Collected data
PR #58, opened 2025-02-17
Implementing capfirst filter

jonathan-s:
Publishing draft.

### DIFF
--- a/src/render.rs
+++ b/src/render.rs
@@ -268,13 +268,12 @@ impl Render for Filter {
                 Some(content) => {
                     let content_string = content.render(context)?.into_owned();
                     let mut chars = content_string.chars();
-                    let first_char = chars.next().unwrap_or('\0').to_uppercase();
+                    let first_char = match chars.next() {
+                        Some(c) => c.to_uppercase(),
+                        None => return Ok("".into_content()),
+                    };
                     let string: String = first_char.chain(chars).collect();
-                    if string == "\0" {
-                        "".into_content()
-                    } else {
-                        string.into_content()
-                    }
+                    string.into_content()
                 }
                 None => "".into_content(),
             },
--- a/src/render.rs
+++ b/src/render.rs
@@ -134,6 +134,32 @@ impl<'t, 'py> Content<'t, 'py> {
     }
 }
 
+trait IntoOwnedContent<'t, 'py> {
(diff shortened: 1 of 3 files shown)


src/render.rs
```diff
@@ -230,14 +262,17 @@ impl Render for Filter {
...
-                        .replace("\"", "\\\"")
-                        .replace("'", r"\'"),
-                ))),
-                None => Some(Content::String(Cow::Borrowed(""))),
+                Some(content) => content
+                    .render(context)?
+                    .replace(r"\", r"\\")
+                    .replace("\"", "\\\"")
+                    .replace("'", r"\'")
+                    .into_content(),
```
jonathan-s, line 270: The idea here with `into_content` was to make this easier to read, and also easier to turn something into the content that we expect.

tests/filters/test_capfirst.py
```diff
@@ -0,0 +1,40 @@
+"""
+Adapted from
+https://github.com/django/django/blob/5.1/tests/template_tests/filter_tests/test_capfirst.py
+"""
+
+import pytest
+from django.utils.safestring import mark_safe
+
+
+@pytest.mark.fail(reason="autoescape not ready yet")
```
LilyFoote, line 10: I'm not sure when I'll get to it, but I plan to add `{% autoescape %}` support to #50 before merging it.

jonathan-s:
@LilyFoote Now ready for review. We're hitting 100% coverage on the patch except for the python tests.

src/render.rs
jonathan-s: Now considering that perhaps we should name this `resolve` instead, and implement the render trait for those types.  Let me know what you think.

LilyFoote: I'd be interested to see how that looks, but perhaps that's best tried in a follow-up PR.

jonathan-s: Yeah, I'm not entirely certain if it's a good idea or not. Having naming consistency is worth something though.

jonathan-s:
@LilyFoote Ok, I think this ready to merge now.

LilyFoote (approved):
Amazing! Thanks again!

jonathan-s:
And thanks for reviewing! 🎉

PR #59, opened 2025-02-21
Filter refactor

jonathan-s:
This was certainly an interesting refactor. I was wondering if you perhaps have any advice when taking on refactors like these. For instance the first part where I introduced the unitstruct I just spent a lot of time changing all the places to accept unitstructs. Fairly easy, but tedious, are there strategies to make that less tedious? 

Or if you have any advice in general, which you find useful when working with refactors in rust.

### DIFF
--- a/src/filters.rs
+++ b/src/filters.rs
@@ -1,82 +1,8 @@
-use crate::types::TemplateString;
-use num_bigint::BigInt;
+use crate::error::PyRenderError;
+use crate::render::{Context, IntoBorrowedContent, IntoOwnedContent, Render};
+use crate::types::Argument;
+use crate::{render::Content, types::TemplateString};
 use pyo3::prelude::*;
-
-struct PartsIterator<'t> {
-    variable: &'t str,
-    start: usize,
-}
-
-impl<'t> Iterator for PartsIterator<'t> {
-    type Item = (&'t str, (usize, usize));
-
-    fn next(&mut self) -> Option<Self::Item> {
-        if self.variable.is_empty() {
-            return None;
-        }
-
-        match self.variable.find('.') {
-            Some(index) => {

## PROBLEM TO SOLVE
Reproduce every entry above exactly as it was written.

## RESULT OF THIS TASK
PR #58, opened 2025-02-17
Implementing capfirst filter

jonathan-s:
Publishing draft.

### DIFF
--- a/src/render.rs
+++ b/src/render.rs
@@ -268,13 +268,12 @@ impl Render for Filter {
                 Some(content) => {
                     let content_string = content.render(context)?.into_owned();
                     let mut chars = content_string.chars();
-                    let first_char = chars.next().unwrap_or('\0').to_uppercase();
+                    let first_char = match chars.next() {
+                        Some(c) => c.to_uppercase(),
+                        None => return Ok("".into_content()),
+                    };
                     let string: String = first_char.chain(chars).collect();
-                    if string == "\0" {
-                        "".into_content()
-                    } else {
-                        string.into_content()
-                    }
+                    string.into_content()
                 }
                 None => "".into_content(),
             },
--- a/src/render.rs
+++ b/src/render.rs
@@ -134,6 +134,32 @@ impl<'t, 'py> Content<'t, 'py> {
     }
 }
 
+trait IntoOwnedContent<'t, 'py> {
(diff shortened: 1 of 3 files shown)


src/render.rs
```diff
@@ -230,14 +262,17 @@ impl Render for Filter {
...
-                        .replace("\"", "\\\"")
-                        .replace("'", r"\'"),
-                ))),
-                None => Some(Content::String(Cow::Borrowed(""))),
+                Some(content) => content
+                    .render(context)?
+                    .replace(r"\", r"\\")
+                    .replace("\"", "\\\"")
+                    .replace("'", r"\'")
+                    .into_content(),
```
jonathan-s, line 270: The idea here with `into_content` was to make this easier to read, and also easier to turn something into the content that we expect.

tests/filters/test_capfirst.py
```diff
@@ -0,0 +1,40 @@
+"""
+Adapted from
+https://github.com/django/django/blob/5.1/tests/template_tests/filter_tests/test_capfirst.py
+"""
+
+import pytest
+from django.utils.safestring import mark_safe
+
+
+@pytest.mark.fail(reason="autoescape not ready yet")
```
LilyFoote, line 10: I'm not sure when I'll get to it, but I plan to add `{% autoescape %}` support to #50 before merging it.

jonathan-s:
@LilyFoote Now ready for review. We're hitting 100% coverage on the patch except for the python tests.

src/render.rs
jonathan-s: Now considering that perhaps we should name this `resolve` instead, and implement the render trait for those types.  Let me know what you think.

LilyFoote: I'd be interested to see how that looks, but perhaps that's best tried in a follow-up PR.

jonathan-s: Yeah, I'm not entirely certain if it's a good idea or not. Having naming consistency is worth something though.

jonathan-s:
@LilyFoote Ok, I think this ready to merge now.

LilyFoote (approved):
Amazing! Thanks again!

jonathan-s:
And thanks for reviewing! 🎉

PR #59, opened 2025-02-21
Filter refactor

jonathan-s:
This was certainly an interesting refactor. I was wondering if you perhaps have any advice when taking on refactors like these. For instance the first part where I introduced the unitstruct I just spent a lot of time changing all the places to accept unitstructs. Fairly easy, but tedious, are there strategies to make that less tedious? 

Or if you have any advice in general, which you find useful when working with refactors in rust.

### DIFF
--- a/src/filters.rs
+++ b/src/filters.rs
@@ -1,82 +1,8 @@
-use crate::types::TemplateString;
-use num_bigint::BigInt;
+use crate::error::PyRenderError;
+use crate::render::{Context, IntoBorrowedContent, IntoOwnedContent, Render};
+use crate::types::Argument;
+use crate::{render::Content, types::TemplateString};
 use pyo3::prelude::*;
-
-struct PartsIterator<'t> {
-    variable: &'t str,
-    start: usize,
-}
-
-impl<'t> Iterator for PartsIterator<'t> {
-    type Item = (&'t str, (usize, usize));
-
-    fn next(&mut self) -> Option<Self::Item> {
-        if self.variable.is_empty() {
-            return None;
-        }
-
-        match self.variable.find('.') {
-            Some(index) => {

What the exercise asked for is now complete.